The Pennsylvania Attorney General’s Office has reached another settlement with a retail electric generation supplier to resolve consumer complaints that it deceptively marketed its variable electric rates during the brutally cold winter of 2013-2014.

The attorney general’s office said New York-based IDT Energy Inc. agreed to pay $2.4 million worth of refunds to eligible customers in addition to the more than $4 million it has already paid. IDT, a subsidiary of the publicly traded electricity and natural gas supplier Genie Energy Ltd., has operations in six states, including Pennsylvania.

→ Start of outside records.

PR #1577, opened 2025-11-27
Add battery capacity dependency on battery temperature

hbeni:
Adds temperature dependency for the battery capacity.

(Ported from C182)


hbeni:
I already did a test and it looked good on 2024.1.3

Under the settlement, the company would also pay a civil penalty of $25,000 and give $75,000 to the Electric Distribution Companies’ hardship fund.

Winter 2013-2014 was one of the nation’s coldest in decades. It sent demand for natural gas to record-setting heights and forced price spikes that left power generators scrambling for gas and found grid operators left to fill any voids and direct electricity as they could. The IDT settlement must be approved by the Pennsylvania Public Utility Commission.

Attorney General Kathleen Kane received hundreds of calls and complaints from consumers regarding “unexpected and dramatic spikes in the cost of their electricity,” her office said in 2014. Kane’s office filed legal action against five electric generation suppliers, including IDT, Respond Power, Hiko Energy, Pennsylvania Gas & Electric (PaG&E) and Blue Pilot Energy shortly after it received those complaints.

Two other settlements with Hiko and PaG&E are pending.

In March, the attorney general’s office said it had reached a settlement with PaG&E for $2.3 million in refunds in addition to the $4.5 million that the company — also known as Energy Services Providers Inc. — had already paid eligible consumers (see Daily GPI, March 27).

Both the IDT and the PaG&E settlements would impose a more than one-year moratorium on selling variable rates in the state. Variable rates allow consumer bills to change month to month based on fluctuations in the market. The companies would be required to offer fixed-rate plans for terms longer than six months.